TASK TO COMPLETE: Please take the records that follow and repeat exactly the lines starting with the line with "Instead of exiting" and going on through the line with "-166,19 +168,22 @@".

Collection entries

Issue #182, opened 2019-03-01
bring up Kubernetes deployment without restarts


pohly:
When I tested the CSI 1.0 support in https://github.com/intel/pmem-CSI/pull/177 (https://github.com/intel/pmem-CSI/pull/177/commits/eab77d77a74a91d3b94552c2c9bfe980e82c1fa7), the pods came up eventually, but only after some intermittent errors:
```
$ kubectl get pods
NAME                    READY   STATUS    RESTARTS   AGE
my-csi-app              1/1     Running   0          6m30s
pmem-csi-bqdwp          2/2     Running   11         10m
pmem-csi-controller-0   4/4     Running   15         10m
pmem-csi-h7dfn          2/2     Running   11         10m
pmem-csi-w4p2f          2/2     Running   9          10m
```

I've not caught it in the logs, but I think the node pmem-driver was restarting because the registry wasn't up yet.

This is confusing. In the sidecar containers, we chose the approach of waiting forever for a peer to show up, with regular logging while in that wait loop. The pmem driver should do the same. See https://github.com/kubernetes-csi/csi-lib-utils/pull/11.

okartau:
Do the startup phase errors/retries happen differently on 1st vs next times, i.e. what's the impact caused by 1st fetch of docker images.
Also, is csi-1.0 branch behavior different from latest devel-branch, i.e. is there more related issues created by 1.0 work. Because I don't recall seen that high restart counts in devel-branch recently.
I will run some trials as well.

avalluri:
If i am not wrong, this exists in driver for long time, not specific to 1.0 changes. I can take this task.

avalluri:
with change #184, driver deployment looks like:

```
$ kubectl get po
NAME                    READY   STATUS    RESTARTS   AGE
pmem-csi-4d6xj          2/2     Running   0          107s
pmem-csi-controller-0   4/4     Running   0          107s
pmem-csi-g5v9h          2/2     Running   0          107s
pmem-csi-tszbz          2/2     Running   0          107s
```

PR #184, opened 2019-03-04
Keep retry registering node controller with RegistryServer

avalluri:
Instead of exiting with error, driver has to wait and retry 'node controller'
registration till the registry server up and registration get succeed.

FIXES: #182

### DIFF
--- a/pkg/pmem-csi-driver/pmem-csi-driver.go
+++ b/pkg/pmem-csi-driver/pmem-csi-driver.go
@@ -17,6 +17,8 @@ import (
 	pmemgrpc "github.com/intel/pmem-csi/pkg/pmem-grpc"
 	registry "github.com/intel/pmem-csi/pkg/pmem-registry"
 	"google.golang.org/grpc"
+	"google.golang.org/grpc/codes"
+	"google.golang.org/grpc/status"
 	"k8s.io/klog/glog"
 )
 
@@ -166,19 +168,22 @@ func (pmemd *pmemDriver) Run() error {
 
 		if pmemd.cfg.Mode == Node {
 			if pmemd.cfg.Endpoint != pmemd.cfg.ControllerEndpoint {
-				if err := s.Start(pmemd.cfg.Endpoint, nil, ids, ns); err != nil {
+				if err := s.Start(pmemd.cfg.ControllerEndpoint, pmemd.serverTLSConfig, cs); err != nil {
 					return err
 				}
-				if err := s.Start(pmemd.cfg.ControllerEndpoint, pmemd.serverTLSConfig, cs); err != nil {
+				if err := pmemd.registerNodeController(); err != nil {
+					return err
+				}
+				if err := s.Start(pmemd.cfg.Endpoint, nil, ids, ns); err != nil {
 					return err
 				}
 			} else {
 				if err := s.Start(pmemd.cfg.Endpoint, nil, ids, cs, ns); err != nil {
 					return err
 				}
-			}
-			if err := pmemd.registerNodeController(); err != nil {
-				return err
+				if err := pmemd.registerNodeController(); err != nil {
+					return err
+				}
 			}
 		} else /* if pmemd.cfg.Mode == Unified */ {
 			if err := s.Start(pmemd.cfg.Endpoint, pmemd.serverTLSConfig, ids, cs, ns); err != nil {
@@ -194,31 +199,40 @@ func (pmemd *pmemDriver) Run() error {
 }
 
 func (pmemd *pmemDriver) registerNodeController() error {
-	fmt.Printf("Connecting to Registry at : %s\n", pmemd.cfg.RegistryEndpoint)
 	var err error
 	var conn *grpc.ClientConn
 
-	for {
-		conn, err = pmemgrpc.Connect(pmemd.cfg.RegistryEndpoint, pmemd.clientTLSConfig, connectionTimeout)
-		if err == nil {
-			glog.Info("Connected to RegistryServer!!!")
-			break
-		}
-		/* TODO: Retry loop */
-		glog.Infof("Failed to connect RegistryServer : %s, retrying after 10 seconds...", err.Error())
-		time.Sleep(10 * time.Second)
-	}
-	client := registry.NewRegistryClient(conn)
 	req := registry.RegisterControllerRequest{
 		NodeId:   pmemd.cfg.NodeID,
 		Endpoint: pmemd.cfg.ControllerEndpoint,
 	}
-	ctx, cancel := context.WithTimeout(context.Background(), 10*time.Minute)
-	defer cancel()
 
-	if _, err = client.RegisterController(ctx, &req); err != nil {
-		return fmt.Errorf("Fail to register with server at '%s' : %s", pmemd.cfg.RegistryEndpoint, err.Error())
+	for {
+		glog.Infof("Connecting to registry server at: %s\n", pmemd.cfg.RegistryEndpoint)
+		conn, err = pmemgrpc.Connect(pmemd.cfg.RegistryEndpoint, pmemd.clientTLSConfig, connectionTimeout)
+		if err == nil {
+			break
+		}
+		glog.Infof("Failed to connect registry server: %s, retrying after %v seconds...", err.Error(), retryTimeout.Seconds())
+		time.Sleep(retryTimeout)
 	}
+
+	client := registry.NewRegistryClient(conn)
+	ctx, cancel := context.WithCancel(context.Background())
+	defer cancel()
+	for {
+		glog.Info("Registering controller...")
+		if _, err = client.RegisterController(ctx, &req); err != nil {
+			if s, ok := status.FromError(err); ok && s.Code() == codes.InvalidArgument {
+				return fmt.Errorf("Registration failed: %s", s.Message())
+			}
+			glog.Infof("Failed to register: %s, retrying after %v seconds...", err.Error(), retryTimeout.Seconds())
+			time.Sleep(retryTimeout)
+		} else {
+			break
+		}
+	}
+	glog.Info("Registration success!!!")
 
 	return nil
 }
--- a/pkg/pmem-csi-driver/registryserver.go
+++ b/pkg/pmem-csi-driver/registryserver.go
@@ -9,6 +9,8 @@ import (
 	registry "github.com/intel/pmem-csi/pkg/pmem-registry"
 	"golang.org/x/net/context"
 	"google.golang.org/grpc"
+	"google.golang.org/grpc/codes"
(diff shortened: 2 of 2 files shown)


okartau:
good improvement!
retrytimeout was just not used and we set again to 10 sec it seems.. good fix as well.

okartau:
Confirmed, works fine in my "make test" cluster

avalluri:
@pohly  is it good enough to merge?

pkg/pmem-csi-driver/pmem-csi-driver.go
```diff
@@ -193,34 +192,39 @@ func (pmemd *pmemDriver) Run() error {
...
+		glog.Infof("Connecting to registry server at: %s\n", pmemd.cfg.RegistryEndpoint)
 		conn, err = pmemgrpc.Connect(pmemd.cfg.RegistryEndpoint, pmemd.clientTLSConfig, connectionTimeout)
 		if err == nil {
-			glog.Info("Connected to RegistryServer!!!")
 			break
 		}
 		/* TODO: Retry loop */
-		glog.Infof("Failed to connect RegistryServer : %s, retrying after 10 seconds...", err.Error())
-		time.Sleep(10 * time.Second)
+		glog.Infof("Failed to connect registry server: %s, retrying after %v seconds...", err.Error(), retryTimeout.Seconds())
```
pohly: What is this TODO about now? Still valid or has this been solved?

pkg/pmem-csi-driver/pmem-csi-driver.go
```diff
@@ -177,9 +177,8 @@ func (pmemd *pmemDriver) Run() error {
 					return err
 				}
 			}
-			if err := pmemd.registerNodeController(); err != nil {
-				return err
-			}
+			go pmemd.registerNodeController()
```
pohly: This allows the driver to go into a "ready" state (= accepting CSI calls) before it has successfully registered. Is that what we want? We don't have readiness probes at the moment, but if we had something based on the driver responding to CSI requests, then this would incorrectly report "ready" when in reality the driver is still starting up.

It's just a gut feeling, but I think I prefer calling `pmemd.registerNodeController()` in blocking mode.

pohly: Also, what happens if registration fails? Does the driver now keep running despite the failure?

pkg/pmem-csi-driver/pmem-csi-driver.go
avalluri: yes, we can remove. I will do that

pkg/pmem-csi-driver/pmem-csi-driver.go
avalluri: > Also, what happens if registration fails? Does the driver now keep running despite the failure?

Yes, i would keep retry. In reality, the only valid path is missing arguments, both are validated at client side.

But, i agree, it should fail on real error case. Now i fixed this.

avalluri: > This allows the driver to go into a "ready" state (= accepting CSI calls) before it has successfully registered. Is that what we want? We don't have readiness probes at the moment, but if we had something based on the driver responding to CSI requests, then this would incorrectly report "ready" when in reality the driver is still starting up.
> 
> It's just a gut feeling, but I think I prefer calling `pmemd.registerNodeController()` in blocking mode.

Moved this to blocking call.

pkg/pmem-csi-driver/pmem-csi-driver.go
```diff
@@ -194,31 +196,40 @@ func (pmemd *pmemDriver) Run() error {
...
-		return fmt.Errorf("Fail to register with server at '%s' : %s", pmemd.cfg.RegistryEndpoint, err.Error())
+	for {
+		client := registry.NewRegistryClient(conn)
+		ctx, cancel := context.WithTimeout(context.Background(), 10*time.Minute)
+		defer cancel()
+
+		glog.Info("Registering controller...")
+		if _, err = client.RegisterController(ctx, &req); err != nil {
+			if s, ok := status.FromError(err); ok && s.Code() == codes.InvalidArgument {
+				return fmt.Errorf("Registration filed: %s", s.Message())
```
pohly: s/filed/failed/

pkg/pmem-csi-driver/pmem-csi-driver.go
```diff
@@ -194,31 +196,40 @@ func (pmemd *pmemDriver) Run() error {
...
-	}
-	ctx, cancel := context.WithTimeout(context.Background(), 10*time.Minute)
-	defer cancel()
-
-	if _, err = client.RegisterController(ctx, &req); err != nil {
-		return fmt.Errorf("Fail to register with server at '%s' : %s", pmemd.cfg.RegistryEndpoint, err.Error())
+	for {
+		client := registry.NewRegistryClient(conn)
+		ctx, cancel := context.WithTimeout(context.Background(), 10*time.Minute)
+		defer cancel()
```
pohly: `cancel` is only called when when the function returns. That means each loop iteration ends up allocating more resources. You need to call `cancel()` after `client.RegisterController`, regardless whether the call succeeded or failed.

pkg/pmem-csi-driver/pmem-csi-driver.go
pohly: I had a closer look at how `pmemd.registerNodeController` is called. Making it a blocking call is not enough, it also needs to be moved above the `s.Start` calls, otherwise the gRPC server is already accepting incoming requests while the registration is still pending.

avalluri: @pohly I feel, registering is not a hard requirement from driver at node, and it might not effect the 'readiness' state of node driver. It still can server valid node operations coming from kubelet and  driver registrar. I couldn't find a failure case here.

Can you help me understand if i miss something here.

pkg/pmem-csi-driver/pmem-csi-driver.go
avalluri: Yes, using `defer` inside loop is bad idea. I think we can start loop after calling `defer cancel() `as we can reuse `client` and `ctx`.

pkg/pmem-csi-driver/pmem-csi-driver.go
avalluri: Done

pkg/pmem-csi-driver/pmem-csi-driver.go
pohly: The failure is that the system as a whole isn't operational when nodes don't register themselves. Consider how an admin currently checks whether the pmem-csi driver deployment is working. Most likely they'll just check that all pods (including the sidecars) are running and "kubectl describe" doesn't show failures.

But if the node currently fails to register, all pods are running and yet provisioning will fail or (worse) silently ignore nodes it doesn't know about.

An admin would have to grep the logs to determine whether everything is alright. That's so unusual, I doubt people will do it, even if we put it in the documentation.

avalluri: Sorry if my earlier comment sounded like "node registration failure can be ignored". That was not my intention. It was in the context of your suggestion to move `pmemd.registerNodeController()`  before starting gRPC {identity, controller, node}servers.  If we start controller after registration, Any requests to this node controller made by Master from its registration handler might fail. So, we should start ControllerServer by the time we call `registry.RegisterController()`

Starting identity and node servers prior to registration, which allows to register the driver at node with kubelet, prior to registration. Does this leads to issues? I couldn't see any.

And after reading your comments, i felt like we should not keep retry to connect forever, fail after may be n-tries?

pohly: > If we start controller after registration, Any requests to this node controller made by Master from its registration handler might fail.

No, they don't. The listening socket is open, so connections from master get accepted and queued. The response will be generated as soon as the driver continues from "registering myself" to "serving requests".

> Starting identity and node servers prior to registration, which allows to register the driver at node with kubelet, prior to registration. Does this leads to issues? I couldn't see any.

My idea was to not create the Unix domain `csi.sock` and thus indicating to sidecars that the driver is not ready yet. However, that alone doesn't help an admin, because the sidecars will be running. What we need is a "readiness probe" sidecar. I'll ask in the CSI standup meeting why they implemented a "liveness probe" sidecar, but not a "readiness probe". IMHO "readiness" is more important.

> And after reading your comments, i felt like we should not keep retry to connect forever, fail after may be n-tries?

I still think trying to connect forever is the right approach, in particular if an admin can tell that the driver is still initializing (see "readiness" above).

avalluri: > No, they don't. The listening socket is open,

Listening Endpoint socket is only open in `Start()` call, without calling that no listening socket and if Master controller tries to connect to "Endpoint" we asked to register from its registration handler might fail?

pohly: Forget what I said then. I was thinking of "Start" as "start gRPC server" because that is how it is done elsewhere (if I remember correctly), but here it is indeed different.

We probably need to revisit this entire "bring up pmem-csi" topic sometime on the future when considering what it means for pmem-csi to be "ready" and what different failure scenarios could be.

pkg/pmem-csi-driver/pmem-csi-driver.go
```diff
@@ -194,31 +196,40 @@ func (pmemd *pmemDriver) Run() error {
...
-	req := registry.RegisterControllerRequest{
-		NodeId:   pmemd.cfg.NodeID,
-		Endpoint: pmemd.cfg.ControllerEndpoint,
-	}
 	ctx, cancel := context.WithTimeout(context.Background(), 10*time.Minute)
 	defer cancel()
-
-	if _, err = client.RegisterController(ctx, &req); err != nil {
-		return fmt.Errorf("Fail to register with server at '%s' : %s", pmemd.cfg.RegistryEndpoint, err.Error())
+	for {
```
pohly: Still problematic. Consider what happens after 10 minutes: all gRPC calls will immediately time out and the for loop will keep running forever.

avalluri: Yes, i agree. What about using no timeout context - `WithCancel()`.

avalluri: Fixed using` WithCancel() `context

pkg/pmem-csi-driver/pmem-csi-driver.go
avalluri: Ok, i did what the best we can do with current code:
- Start ControllerServer
- Initiate Register, exit if fail.
- Start identity and node servers.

RESPONSE AREA:
Instead of exiting with error, driver has to wait and retry 'node controller'
registration till the registry server up and registration get succeed.

FIXES: #182

### DIFF
--- a/pkg/pmem-csi-driver/pmem-csi-driver.go
+++ b/pkg/pmem-csi-driver/pmem-csi-driver.go
@@ -17,6 +17,8 @@ import (
 	pmemgrpc "github.com/intel/pmem-csi/pkg/pmem-grpc"
 	registry "github.com/intel/pmem-csi/pkg/pmem-registry"
 	"google.golang.org/grpc"
+	"google.golang.org/grpc/codes"
+	"google.golang.org/grpc/status"
 	"k8s.io/klog/glog"
 )
 
@@ -166,19 +168,22 @@ func (pmemd *pmemDriver) Run() error {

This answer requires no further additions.